- Assignment
This exercise calls for every line of the data below with the string "LINKED" in it.

- Data records

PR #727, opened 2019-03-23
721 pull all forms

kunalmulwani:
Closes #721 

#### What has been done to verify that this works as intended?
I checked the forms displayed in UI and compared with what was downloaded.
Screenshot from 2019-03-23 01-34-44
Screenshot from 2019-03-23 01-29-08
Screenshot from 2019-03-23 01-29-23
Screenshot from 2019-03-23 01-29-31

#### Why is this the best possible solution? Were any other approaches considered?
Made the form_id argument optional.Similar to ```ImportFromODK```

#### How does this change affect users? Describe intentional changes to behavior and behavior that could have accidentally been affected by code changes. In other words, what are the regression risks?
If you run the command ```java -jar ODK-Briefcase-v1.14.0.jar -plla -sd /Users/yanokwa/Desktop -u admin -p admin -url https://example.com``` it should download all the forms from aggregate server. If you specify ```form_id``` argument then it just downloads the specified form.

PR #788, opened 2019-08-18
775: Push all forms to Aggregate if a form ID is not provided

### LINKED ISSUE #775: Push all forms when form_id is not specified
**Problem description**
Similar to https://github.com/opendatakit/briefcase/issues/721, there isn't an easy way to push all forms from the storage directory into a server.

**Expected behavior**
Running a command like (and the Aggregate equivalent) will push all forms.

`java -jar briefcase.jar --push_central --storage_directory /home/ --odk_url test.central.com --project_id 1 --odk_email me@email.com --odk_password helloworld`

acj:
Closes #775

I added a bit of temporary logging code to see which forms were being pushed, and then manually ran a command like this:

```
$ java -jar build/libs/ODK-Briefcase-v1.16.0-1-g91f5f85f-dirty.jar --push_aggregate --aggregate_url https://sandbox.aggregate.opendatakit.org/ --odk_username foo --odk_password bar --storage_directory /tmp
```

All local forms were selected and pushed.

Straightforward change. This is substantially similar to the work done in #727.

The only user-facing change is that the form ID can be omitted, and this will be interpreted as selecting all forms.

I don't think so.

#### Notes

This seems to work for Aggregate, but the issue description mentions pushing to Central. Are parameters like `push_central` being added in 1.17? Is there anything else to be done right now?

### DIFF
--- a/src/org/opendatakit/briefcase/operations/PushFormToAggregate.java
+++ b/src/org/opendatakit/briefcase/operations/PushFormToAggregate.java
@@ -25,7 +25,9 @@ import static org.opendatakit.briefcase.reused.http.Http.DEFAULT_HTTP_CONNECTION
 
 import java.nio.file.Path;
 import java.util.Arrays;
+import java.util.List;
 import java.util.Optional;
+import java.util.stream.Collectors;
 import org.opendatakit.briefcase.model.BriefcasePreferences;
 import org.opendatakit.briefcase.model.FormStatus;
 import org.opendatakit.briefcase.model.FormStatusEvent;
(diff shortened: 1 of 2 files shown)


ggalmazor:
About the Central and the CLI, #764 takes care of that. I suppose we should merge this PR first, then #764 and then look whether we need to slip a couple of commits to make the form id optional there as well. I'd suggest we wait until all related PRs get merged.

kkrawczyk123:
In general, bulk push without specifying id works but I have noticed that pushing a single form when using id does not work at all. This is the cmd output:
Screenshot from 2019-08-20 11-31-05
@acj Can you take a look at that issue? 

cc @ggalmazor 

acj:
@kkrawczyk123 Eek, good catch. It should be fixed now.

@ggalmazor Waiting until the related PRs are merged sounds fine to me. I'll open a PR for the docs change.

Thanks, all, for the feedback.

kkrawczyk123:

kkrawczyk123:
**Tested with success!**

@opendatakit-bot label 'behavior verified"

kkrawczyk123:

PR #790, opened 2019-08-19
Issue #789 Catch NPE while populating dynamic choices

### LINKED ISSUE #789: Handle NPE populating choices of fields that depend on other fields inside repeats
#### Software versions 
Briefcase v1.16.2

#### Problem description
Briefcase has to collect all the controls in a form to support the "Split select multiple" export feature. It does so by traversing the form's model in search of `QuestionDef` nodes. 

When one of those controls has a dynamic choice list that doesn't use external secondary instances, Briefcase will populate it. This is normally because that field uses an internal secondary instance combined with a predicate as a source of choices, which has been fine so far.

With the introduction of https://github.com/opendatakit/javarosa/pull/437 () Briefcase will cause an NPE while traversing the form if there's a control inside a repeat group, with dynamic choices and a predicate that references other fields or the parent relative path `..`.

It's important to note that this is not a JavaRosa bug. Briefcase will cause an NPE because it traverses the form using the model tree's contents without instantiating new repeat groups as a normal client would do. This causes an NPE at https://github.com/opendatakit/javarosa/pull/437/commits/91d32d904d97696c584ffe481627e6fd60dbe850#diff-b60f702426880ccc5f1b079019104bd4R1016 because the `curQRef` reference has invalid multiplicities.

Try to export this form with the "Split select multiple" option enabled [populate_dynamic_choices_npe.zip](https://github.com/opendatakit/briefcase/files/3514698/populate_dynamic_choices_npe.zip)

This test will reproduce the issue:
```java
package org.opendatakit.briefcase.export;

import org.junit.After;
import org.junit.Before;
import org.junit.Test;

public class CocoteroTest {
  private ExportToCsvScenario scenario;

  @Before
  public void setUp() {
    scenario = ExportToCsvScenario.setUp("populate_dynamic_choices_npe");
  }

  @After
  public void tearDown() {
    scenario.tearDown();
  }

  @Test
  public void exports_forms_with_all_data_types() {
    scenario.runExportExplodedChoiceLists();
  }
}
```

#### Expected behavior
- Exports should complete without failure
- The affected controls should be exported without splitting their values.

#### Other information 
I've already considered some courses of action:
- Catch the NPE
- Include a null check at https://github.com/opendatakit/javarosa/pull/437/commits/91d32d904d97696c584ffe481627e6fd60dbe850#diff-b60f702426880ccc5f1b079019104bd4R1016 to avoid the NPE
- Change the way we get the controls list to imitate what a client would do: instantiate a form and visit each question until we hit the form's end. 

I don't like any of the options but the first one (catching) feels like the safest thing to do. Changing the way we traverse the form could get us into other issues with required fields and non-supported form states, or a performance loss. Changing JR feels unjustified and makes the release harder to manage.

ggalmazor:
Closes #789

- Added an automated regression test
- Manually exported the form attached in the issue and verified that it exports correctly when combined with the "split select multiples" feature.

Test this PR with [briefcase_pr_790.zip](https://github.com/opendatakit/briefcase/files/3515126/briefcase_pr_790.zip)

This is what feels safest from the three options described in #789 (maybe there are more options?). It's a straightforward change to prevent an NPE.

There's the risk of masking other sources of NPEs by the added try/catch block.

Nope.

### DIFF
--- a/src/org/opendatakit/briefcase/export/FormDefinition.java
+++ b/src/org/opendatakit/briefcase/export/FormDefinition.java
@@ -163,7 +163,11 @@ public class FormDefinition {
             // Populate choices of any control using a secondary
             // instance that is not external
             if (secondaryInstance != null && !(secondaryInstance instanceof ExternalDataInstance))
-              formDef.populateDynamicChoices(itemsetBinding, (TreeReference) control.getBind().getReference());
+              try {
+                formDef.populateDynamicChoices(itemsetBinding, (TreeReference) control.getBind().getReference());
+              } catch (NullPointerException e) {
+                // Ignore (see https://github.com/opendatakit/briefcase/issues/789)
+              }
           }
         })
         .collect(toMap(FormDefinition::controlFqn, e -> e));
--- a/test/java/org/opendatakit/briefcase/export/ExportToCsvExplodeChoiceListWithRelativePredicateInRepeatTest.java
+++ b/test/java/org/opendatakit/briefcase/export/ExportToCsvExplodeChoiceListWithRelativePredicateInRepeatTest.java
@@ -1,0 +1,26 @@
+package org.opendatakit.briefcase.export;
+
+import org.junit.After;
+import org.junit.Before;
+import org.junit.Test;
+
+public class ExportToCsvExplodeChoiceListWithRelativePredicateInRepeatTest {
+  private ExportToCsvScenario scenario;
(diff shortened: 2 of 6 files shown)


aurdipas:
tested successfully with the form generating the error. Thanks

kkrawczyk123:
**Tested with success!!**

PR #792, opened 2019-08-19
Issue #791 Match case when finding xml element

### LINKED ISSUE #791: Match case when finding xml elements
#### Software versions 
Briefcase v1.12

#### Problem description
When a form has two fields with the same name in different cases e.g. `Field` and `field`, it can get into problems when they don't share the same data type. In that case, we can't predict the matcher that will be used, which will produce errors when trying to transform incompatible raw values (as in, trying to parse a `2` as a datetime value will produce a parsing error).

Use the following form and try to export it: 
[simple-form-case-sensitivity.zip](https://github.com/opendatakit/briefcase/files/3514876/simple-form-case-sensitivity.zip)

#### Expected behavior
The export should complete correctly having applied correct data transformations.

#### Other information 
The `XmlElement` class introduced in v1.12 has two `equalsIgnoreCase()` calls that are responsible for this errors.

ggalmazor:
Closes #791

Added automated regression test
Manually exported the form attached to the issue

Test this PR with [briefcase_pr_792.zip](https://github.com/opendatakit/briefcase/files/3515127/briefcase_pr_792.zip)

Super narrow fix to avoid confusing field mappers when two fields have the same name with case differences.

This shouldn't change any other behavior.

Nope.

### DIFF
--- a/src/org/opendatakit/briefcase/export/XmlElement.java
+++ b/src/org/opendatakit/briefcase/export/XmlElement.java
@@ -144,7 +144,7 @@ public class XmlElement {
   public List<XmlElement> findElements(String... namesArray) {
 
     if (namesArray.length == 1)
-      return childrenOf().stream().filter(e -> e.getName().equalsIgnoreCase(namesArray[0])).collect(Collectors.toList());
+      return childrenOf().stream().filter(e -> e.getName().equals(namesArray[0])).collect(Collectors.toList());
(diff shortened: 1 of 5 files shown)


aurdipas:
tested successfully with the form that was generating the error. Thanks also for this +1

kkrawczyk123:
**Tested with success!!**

- Response area
### LINKED ISSUE #775: Push all forms when form_id is not specified
### LINKED ISSUE #789: Handle NPE populating choices of fields that depend on other fields inside repeats
### LINKED ISSUE #791: Match case when finding xml elements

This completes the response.